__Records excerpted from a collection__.
· · · ·
PR #5120, opened 2026-08-20
[Feat] add a provider of codebuddy cn (both APY-KEY and OAuth login)

rizxfrog:
image

image

image

image

and I have tested (by new-api) and proven these models are avaliable

image


rizxfrog:
the frontend PR is https://github.com/router-for-me/Cli-Proxy-API-Management-Center/pull/386

Issue #5085, opened 2026-08-19
5xx responses log no failure detail at info level — cooldown causes and failing legs are invisible without debug


the3asic:
## Environment

- Version: v7.2.111 (docker `eceasy/cli-proxy-api:v7.2.111`)
- Setup: models served by mixed legs — a Claude-compat provider + an OpenAI-compat provider for one model, codex-api-key entries + codex OAuth auth-files for another. `debug: false` in production.

## Symptom 1: 503 `auth_unavailable` with no server-side trace

When every auth for a model is in cooldown, the handler returns 503 in ~7ms (request never reaches an upstream). At info level the only log is the gin line:

`"`"`
[info ] 503 | 7ms | POST /v1/responses
`"`"`

The actual reason — `auth_unavailable: no auth available (providers=...)` — is only in the response body the client sees. On the server we cannot answer *which* auths were cooling, *why*, or *how long is left* without flipping debug on.

## Symptom 2: 500 on upstream TTFB hang, no failing-leg trace

One request hung at the upstream (response headers never arrived), CLIProxyAPI returned 500 after 7.3s. No warn/error line at info identified the provider or upstream error; we had to correlate client-side timestamps against the upstream shim's own logs to find the leg.

## Related: request-scoped 400s cool the whole credential

`isRequestInvalidError()` (internal/.../conductor_cooldown.go) only exempts 400s whose text contains `invalid_request_error` / `bad_request_error` / `INVALID_ARGUMENT` / `FAILED_PRECONDITION`. A provider 400 with a different shape — e.g. Zhipu's `{"error":{"code":"1210","message":"...please use low, high, or max"}}` (an invalid reasoning-effort level, deterministic per request) — falls into the default transient branch and puts the credential into the 1-minute cooldown. For a single-key leg that means one bad request parameter takes the whole leg offline for a minute; combined with an unrelated cooldown on the sibling leg it produced the 503 above.

## Requests

1. On `auth_unavailable` 503: log one warn line listing each cooling auth, the cooldown reason, and remaining time.
2. On upstream failure (5xx/timeout/disconnect): log one warn line with provider id, model, upstream error summary, and duration — independent of debug.
3. Consider classifying request-scoped 400s (deterministic parameter errors) so they don't cool the credential — e.g. extend `isRequestInvalidError()` to recognize provider error-code bodies.

Per-provider `disable-cooling` already mitigates case 3 for us (thank you for that knob) — the main ask is visibility for 1 and 2.

PR #5135, opened 2026-08-21
feat(api): log why auth selection failed (#5085)

YogaSakti:
Addresses request 1 of #5085.

## Problem

When every credential for a model is blocked, the request is rejected before it reaches an upstream. At info level the only trace is the gin access line:

```
[info ] 503 | 7ms | POST /v1/responses
```

The reason — `auth_unavailable: no auth available (providers=..., model=...)` — exists only in the body the client receives. Which credentials were blocked, why, and for how long is reachable only by enabling debug, which is not an option in production.

## Change

- `sdk/cliproxy/auth/selector.go`: `getAvailableAuthsWithPriorityMode` already walks every candidate through `isAuthBlockedForModel` to decide availability. It now reuses that walk to build a compact summary — `codex-a=cooldown for 1m0s (429 quota), codex-b=disabled` — capped at 5 entries with a `+N more` suffix so a large pool cannot flood a log line. The three labels follow the existing `blockReason` classification, so `cooldown` means quota-backed cooldown and `unavailable` means a non-quota block, exactly as the selector already distinguishes them.
- `sdk/api/handlers/handlers_errors.go`: `enrichAuthSelectionError` is already the single point where the client-facing `(providers=..., model=...)` detail is assembled, and every rejected request passes it exactly once. It now emits one `Warnf` through `helps.LogWithRequestID(ctx)`, so the line carries `request_id` like the rest of the codebase and survives `debug: false`. It takes a `ctx` parameter for that; the four call sites are updated.

The summary travels beside `auth.Error` rather than inside it. `TestErrorLegacyUnkeyedLiteralCompatibility` pins that struct to four fields as an unkeyed literal, and keeping the text outside also makes it structurally impossible to serialize toward a client. `errors.As` still reaches the underlying `*Error` through `Unwrap`.

## Verification

```
go test ./...
go build -o test-output ./cmd/server
```

`TestEnrichAuthSelectionErrorLogsBlockedCredentials` asserts exactly one warn entry carrying the provider, model and per-credential reasons, and that the returned client error does not carry them. Dropping the log line to `Debugf` fails it, which is the regression the issue reports. `TestGetAvailableAuthsReportsWhyEveryAuthIsBlocked` covers the three block reasons and that the client-facing message stays clean.

## Not included

Request 2 (a warn line for upstream 5xx/timeout failures) is left out on purpose. That path has no chokepoint: 30 call sites across the executors each emit `helps.LogWithRequestID(ctx).Debugf("request error, error status: %d, ...")`, and the level is chosen at each one. `helps.RecordAPIResponseError` is not an alternative — it writes into the request-log capture and only when `request-log: true`, never to logrus. So it is either a new shared helper plus a 30-site swap, or per-site edits. Happy to send that as a follow-up in whichever shape you prefer.

Request 3 (classifying deterministic provider 400s so they do not cool a credential) changes cooldown semantics and the issue itself raises it as a question, so it is left for a maintainer decision.

### DIFF
--- a/sdk/api/handlers/handlers_auth_selection_log_test.go
+++ b/sdk/api/handlers/handlers_auth_selection_log_test.go
@@ -1,0 +1,55 @@
+package handlers
+
+import (
+	"context"
+	"strings"
+	"testing"
+	"time"
+
+	coreauth "github.com/router-for-me/CLIProxyAPI/v7/sdk/cliproxy/auth"
+	cliproxyexecutor "github.com/router-for-me/CLIProxyAPI/v7/sdk/cliproxy/executor"
+	log "github.com/sirupsen/logrus"
+	"github.com/sirupsen/logrus/hooks/test"
+)
+
+func TestEnrichAuthSelectionErrorLogsBlockedCredentials(t *testing.T) {
+	hook := test.NewGlobal()
+	t.Cleanup(hook.Reset)
+	previousLevel := log.GetLevel()
+	log.SetLevel(log.InfoLevel)
+	t.Cleanup(func() { log.SetLevel(previousLevel) })
+
+	now := time.Now()
+	auths := []*coreauth.Auth{
+		{
+			ID:            "codex-a",
+			Quota:         coreauth.QuotaState{Exceeded: true, Reason: "credential_quota", NextRecoverAt: now.Add(time.Minute)},
+			StatusMessage: "429 quota",
+		},
+		{ID: "codex-b", Disabled: true},
+	}
+	selector := &coreauth.FillFirstSelector{}
+	_, selectionErr := selector.Pick(context.Background(), "codex", "gpt-5.6-terra", cliproxyexecutor.Options{}, auths)
+	if selectionErr == nil {
+		t.Fatal("expected selection to fail when every auth is blocked")
+	}
+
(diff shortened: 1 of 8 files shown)


YogaSakti:
Withdrawing this — it duplicates work that already landed.

`48749717` ("fix(cliproxy): add warn-level diagnostics for auth cooldown and upstream execution failures", Closes: #5085) is on `dev` and already adds `warnLogAuthUnavailable` wired into eight manager selection paths, with `authCoolingSummary` rendering identity, reason and remaining time per credential. That covers request 1, and the same commit covers request 2 as well. I missed it because #5085 is still shown as open; my mistake for not checking the branch log before writing code.

The bot review was right on both counts, and for the same underlying reason: my summary sat in the selector wrapper, which the manager paths bypass, and it read the auth-level `StatusMessage` where `authCoolingSummary` already prefers the matching model state's message.

One narrow gap does seem to remain in the landed version, in case it is useful: `warnLogAuthUnavailable` only collects candidates whose block reason is `blockReasonCooldown`, and logs nothing when `coolingSummaries` is empty. A pool where every candidate is blocked by a non-quota `Unavailable` state therefore still produces no warn line. Happy to send a few-line follow-up against `warnLogAuthUnavailable` for that if you consider it worth covering — otherwise please disregard.

Closing.

PR #5140, opened 2026-08-21
fix(auth): lower transient error cooldown default to 10s

warelik:
## Summary

Lowers the effective default transient-error cooldown from 60 seconds to 10 seconds.

A single transient 5xx/408 blip was sidelining a genuinely-live account or model for a full minute. With several auths sharing the same upstream model, one gateway hiccup could cause a service blackout. The legacy `transientErrorCooldown` constant is now `10s`, and the example config documents the new default. The `transient-error-cooldown-seconds` knob remains fully configurable for the normal transient-error path.

## Note on `ErrorCodeForceCooldown`

`transientErrorCooldown` also backs the two `ErrorCodeForceCooldown` fallbacks in `conductor_cooldown.go` (model state and auth state: `now.Add(transientErrorCooldown)`). These enforce request-scoped `stop-and-cooldown` / `continue-and-cooldown` rules. That path uses the same constant directly and is intentionally not gated by `transient-error-cooldown-seconds`, so those forced cooldowns also drop from 60s to 10s. This is consistent with the blackout-avoidance rationale: a force-cooldown rule should not sideline a live account for a full minute either. A code comment has been added to `conductor_refresh.go` to make this explicit.

## Cross-link

Mirror PR in `CLIProxyAPIPlus`: #205

## Related work

- Quota-429 ladder hardening is handled in #5130 (this repo) and #198 (`CLIProxyAPIPlus`). Those PRs are related but not in conflict with this change.

## Test plan

- `sdk/cliproxy/auth/conductor_overrides_test.go` pins the new default at ~10s.
- `go test ./sdk/cliproxy/auth/...` and `go build ./...` pass.

### DIFF
--- a/sdk/cliproxy/auth/conductor_refresh.go
+++ b/sdk/cliproxy/auth/conductor_refresh.go
@@ -32,7 +32,7 @@ const (
 	refreshIneffectiveBackoff = 30 * time.Second
 	quotaBackoffBase          = time.Second
 	quotaBackoffMax           = 30 * time.Minute
-	transientErrorCooldown    = time.Minute
+	transientErrorCooldown    = 10 * time.Second
 )
 
 // StartAutoRefresh launches a background loop that evaluates auth freshness
--- a/sdk/cliproxy/auth/conductor_refresh.go
+++ b/sdk/cliproxy/auth/conductor_refresh.go
@@ -32,7 +32,12 @@ const (
 	refreshIneffectiveBackoff = 30 * time.Second
 	quotaBackoffBase          = time.Second
 	quotaBackoffMax           = 30 * time.Minute
-	transientErrorCooldown    = 10 * time.Second
+	// transientErrorCooldown is the default for 408/500/502/503/504 transient
+	// errors and the fallback enforced cooldown for request-scoped
+	// stop-and-cooldown / continue-and-cooldown rules. The latter use this
+	// constant directly and do not consult the transient-error-cooldown-seconds
+	// knob.
+	transientErrorCooldown = 10 * time.Second
 )
 
 // StartAutoRefresh launches a background loop that evaluates auth freshness
--- a/config.example.yaml
+++ b/config.example.yaml
@@ -162,7 +162,7 @@ disable-cooling: false
 save-cooldown-status: false
 
 # Cooldown duration in seconds for transient upstream errors (408/500/502/503/504).
-# Set to 0 to keep the legacy 60-second cooldown; set to -1 to disable transient error cooldowns.
+# Set to 0 to keep the legacy 10-second cooldown; set to -1 to disable transient error cooldowns.
 transient-error-cooldown-seconds: 0
 
 # When true, globally disable Claude request cloaking (the Claude Code CLI disguise and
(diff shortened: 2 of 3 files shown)


warelik (commented):
**Review verdict: APPROVED** (posted as COMMENT; GitHub rejects APPROVE on your own PR).

The PR lowers the built-in transient-error cooldown default from 60s to 10s by changing the single `transientErrorCooldown` constant, which feeds all three use sites: the `nextTransientErrorRetryAfter` default path (conductor_cooldown.go:94) and the two `ErrorCodeForceCooldown` fallbacks (conductor_cooldown.go:892 and :1966). The `transient-error-cooldown-seconds` knob semantics (0 = built-in default, -1 = disable, N = explicit seconds) are untouched. The one duration-sensitive test is updated with a ±5s window around the new 10s target; the measured value lands just under 10s, so no flake risk. I found no other code, tests, or docs pinning the old 60s value. I did not re-run the test plan; the diff is consistent with it.

Non-blocking notes:
1. See the inline comment on conductor_refresh.go: the request-scoped `stop-and-cooldown` / `continue-and-cooldown` force-cooldown path shares this constant and ignores the config knob, so those rules drop from 60s to 10s with no operator override. Worth confirming as intended.
2. config.example.yaml now says `keep the legacy 10-second cooldown` — 10s is the new default rather than a legacy behavior, so `use the default 10-second cooldown` would read better (it does at least match the `SetTransientErrorCooldownSeconds` doc comment terminology).

Mirror PR kaitranntt/CLIProxyAPIPlus#205 is identical; the same review applies there.

sdk/cliproxy/auth/conductor_refresh.go
```diff
@@ -32,7 +32,7 @@ const (
 	refreshIneffectiveBackoff = 30 * time.Second
 	quotaBackoffBase          = time.Second
 	quotaBackoffMax           = 30 * time.Minute
-	transientErrorCooldown    = time.Minute
+	transientErrorCooldown    = 10 * time.Second
```
warelik: This constant also backs the two ErrorCodeForceCooldown fallbacks in conductor_cooldown.go (lines 892 and 1966: now.Add(transientErrorCooldown)), which enforce request-scoped stop-and-cooldown / continue-and-cooldown rules. That path ignores the transient-error-cooldown-seconds knob entirely, so those rules silently drop from a 60s to a 10s enforced cooldown with no operator override. Presumably intended given the blackout-avoidance rationale, but worth calling out explicitly in the PR description.

warelik (commented):
**Review verdict: APPROVED** — re-review of head 37be828 (posted as COMMENT; GitHub rejects APPROVE on your own PR).

The new docs commit fully addresses my previous inline feedback, in two places:

1. The code comment on `transientErrorCooldown` documents exactly the dual role I flagged: default for 408/500/502/503/504 transient errors (via `nextTransientErrorRetryAfter`) and the enforced fallback for request-scoped stop-and-cooldown / continue-and-cooldown rules, with the latter not consulting the `transient-error-cooldown-seconds` knob. I verified this against conductor_cooldown.go (:94, :892, :1966) — the comment is accurate. Const-block formatting stays gofmt-clean (the comment line starts a new alignment run, so the single-space `=` is correct).
2. The PR description now has an explicit Note on ErrorCodeForceCooldown section calling out the 60s-to-10s behavior change on that path and stating it is intentional — exactly the call-out I asked for.

Nothing else changed since my prior approval. The remaining notes from that review (the config.example.yaml `legacy` wording, and the force-cooldown path having no operator override) were non-blocking and stand as recorded. Ready to merge. Mirror PR kaitranntt/CLIProxyAPIPlus#205 carries the identical change and review.

warelik:
Closing as possibly no longer relevant: I have not used this project for a while, and much of this has likely been addressed in the meantime. Happy to reopen if any of it is still useful.

PR #5143, opened 2026-08-21
fix(auth): rotate API-key model pools for all configured providers

warelik:
Fixes Gap 5 from failover-auth-audit.md.

Previously only openai-compatibility resolved multi-model alias pools; Claude, Gemini, Codex, xAI, and Vertex API-key providers used only the first resolved model. This change resolves the API-key alias pool for every provider whose config carries Models [] and reuses the existing `nextModelPoolOffset` rotation, while keeping `filterExecutionModels` dropping blocked members.

- Adds `resolveAPIKeyUpstreamModelPool` and `modelPoolKey`.
- Updates `executionModelCandidates` and `executionModelCandidatesWithAlias`.
- Adds `conductor_models_test.go` with multi-model rotation, suffix preservation, blocked-member filtering, and single-model regression tests.

Cross-link: https://github.com/kaitranntt/CLIProxyAPIPlus/pull/208

### DIFF
--- a/sdk/cliproxy/auth/conductor_models.go
+++ b/sdk/cliproxy/auth/conductor_models.go
@@ -88,6 +88,22 @@ func openAICompatModelPoolKey(auth *Auth, requestedModel string) string {
 	return strings.ToLower(strings.TrimSpace(auth.ID)) + "|" + openAICompatProviderKey(auth) + "|" + strings.ToLower(base)
 }
 
+func apiKeyModelPoolKey(auth *Auth, requestedModel string) string {
+	base := strings.TrimSpace(thinking.ParseSuffix(requestedModel).ModelName)
+	if base == "" {
+		base = strings.TrimSpace(requestedModel)
+	}
+	provider := strings.ToLower(strings.TrimSpace(auth.Provider))
+	return strings.ToLower(strings.TrimSpace(auth.ID)) + "|" + provider + "|" + strings.ToLower(base)
+}
+
+func modelPoolKey(auth *Auth, requestedModel string) string {
+	if isConfiguredOpenAICompatAuth(auth) {
+		return openAICompatModelPoolKey(auth, requestedModel)
+	}
+	return apiKeyModelPoolKey(auth, requestedModel)
+}
+
 func (m *Manager) nextModelPoolOffset(key string, size int) int {
 	if m == nil || size <= 1 {
 		return 0
@@ -156,6 +172,28 @@ func resolveOpenAICompatUpstreamModelPool(cfg *internalconfig.Config, auth *Auth
 	return resolveModelAliasPoolFromConfigModels(requestedModel, asModelAliasEntries(entry.Models))
 }
 
+func (m *Manager) resolveAPIKeyUpstreamModelPool(auth *Auth, requestedModel string) []string {
+	return resolveAPIKeyUpstreamModelPool(m.loadAPIKeyModelRouting().config, auth, requestedModel)
+}
+
+func resolveAPIKeyUpstreamModelPool(cfg *internalconfig.Config, auth *Auth, requestedModel string) []string {
+	if !isConfiguredModelRoutingAuth(auth) {
+		return nil
+	}
+	requestedModel = strings.TrimSpace(requestedModel)
+	if requestedModel == "" {
+		return nil
+	}
+	if cfg == nil {
+		cfg = &internalconfig.Config{}
+	}
+	models := configuredModelAliasEntries(cfg, auth)
+	if len(models) == 0 {
+		return nil
+	}
+	return resolveModelAliasPoolFromConfigModels(requestedModel, models)
+}
+
 func preserveRequestedModelSuffix(requestedModel, resolved string) string {
 	return preserveResolvedModelSuffix(resolved, thinking.ParseSuffix(requestedModel))
 }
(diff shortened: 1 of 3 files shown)


sdk/cliproxy/auth/conductor_models.go
```diff
@@ -289,11 +327,11 @@ func (m *Manager) executionModelCandidatesWithAlias(auth *Auth, routeModel strin
...
 	}
 	if len(candidates) == 0 {
-		if pool := resolveOpenAICompatUpstreamModelPool(routing.config, auth, upstreamModel); len(pool) > 0 {
+		if pool := resolveAPIKeyUpstreamModelPool(routing.config, auth, upstreamModel); len(pool) > 0 {
 			if len(pool) == 1 {
 				candidates = pool
 			} else {
-				offset := m.nextModelPoolOffset(openAICompatModelPoolKey(auth, upstreamModel), len(pool))
+				offset := m.nextModelPoolOffset(modelPoolKey(auth, upstreamModel), len(pool))
 				candidates = rotateStrings(pool, offset)
```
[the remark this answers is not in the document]
warelik: Fixed in cb43791. predictedHomeConcurrencyModel now uses resolveAPIKeyUpstreamModelPool and returns ("", false) when the resolved pool contains multiple members, matching the existing OpenAI-compat behavior. Added tests for multi-model pool rejection and single-model acceptance.

sdk/cliproxy/auth/conductor_models.go
```diff
@@ -156,6 +172,28 @@ func resolveOpenAICompatUpstreamModelPool(cfg *internalconfig.Config, auth *Auth
 	return resolveModelAliasPoolFromConfigModels(requestedModel, asModelAliasEntries(entry.Models))
 }
 
+func (m *Manager) resolveAPIKeyUpstreamModelPool(auth *Auth, requestedModel string) []string {
```
warelik, line 175: This new generalized helper also needs to replace the one remaining `resolveOpenAICompatUpstreamModelPool` call site: `predictedHomeConcurrencyModel` in `sdk/cliproxy/auth/conductor_home.go:375`. That function predicts which upstream model execution will use, and for openai-compat multi-model pools it deliberately declines (`return "", false`) because the executed member is unpredictable. After this PR, claude/gemini/codex/xai/vertex multi-model pools rotate at execution time, but the prediction path still falls through to `applyAPIKeyModelAlias`, which always resolves the first pool member — so `selection.accountedModel` (used when Home returns no lease envelope) mis-attributes rotated requests to the first member. One-line swap to `m.resolveAPIKeyUpstreamModelPool(auth, upstreamModel)`: behavior for openai-compat auths is identical because `configuredModelAliasEntries` resolves the same config entry for them.

warelik (commented):
**Requesting changes** — one finding.

The pool generalization in `conductor_models.go` itself is correct: `resolveAPIKeyUpstreamModelPool` resolves the same config entry for openai-compat auths as the old helper (via the `default` branch of `configuredModelAliasEntries`), the `modelPoolKey` dispatch preserves existing rotation-state keys for openai-compat, and single-model / no-alias-match requests produce exactly the old results. The new tests cover rotation, suffix preservation, blocked-member filtering, and the single-model regression.

One gap: `predictedHomeConcurrencyModel` (sdk/cliproxy/auth/conductor_home.go:375) still resolves pools via `m.resolveOpenAICompatUpstreamModelPool`. With this change, claude/gemini/codex/xai/vertex multi-model pools now rotate at execution time, but the Home prediction path falls through to `applyAPIKeyModelAlias`, which always resolves the first pool member. For openai-compat multi-model pools that function deliberately declines to predict (`return "", false`) precisely because the executed member is unpredictable. `selection.accountedModel` (used when Home supplies no lease envelope, conductor_home.go:461) will therefore mis-attribute every rotated request that lands on a non-first member. Swapping that one call site to `m.resolveAPIKeyUpstreamModelPool` keeps openai-compat behavior identical and fixes the mismatch.

sdk/cliproxy/auth/conductor_models.go
warelik: Already done in this PR — predictedHomeConcurrencyModel in sdk/cliproxy/auth/conductor_home.go:375 uses m.resolveAPIKeyUpstreamModelPool (see the diff hunk in conductor_home.go). Tests for multi-model pool rejection and single-model acceptance were added in conductor_models_test.go.

warelik (commented):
· · · ·
__Task objective__. The reply should hold only the lines from the top of the records through the line that has "- Version: v7.2.111", each one exact.

__Reply__.
PR #5120, opened 2026-08-20
[Feat] add a provider of codebuddy cn (both APY-KEY and OAuth login)

rizxfrog:
image

image

image

image

and I have tested (by new-api) and proven these models are avaliable

image


rizxfrog:
the frontend PR is https://github.com/router-for-me/Cli-Proxy-API-Management-Center/pull/386

Issue #5085, opened 2026-08-19
5xx responses log no failure detail at info level — cooldown causes and failing legs are invisible without debug


the3asic:
## Environment

- Version: v7.2.111 (docker `eceasy/cli-proxy-api:v7.2.111`)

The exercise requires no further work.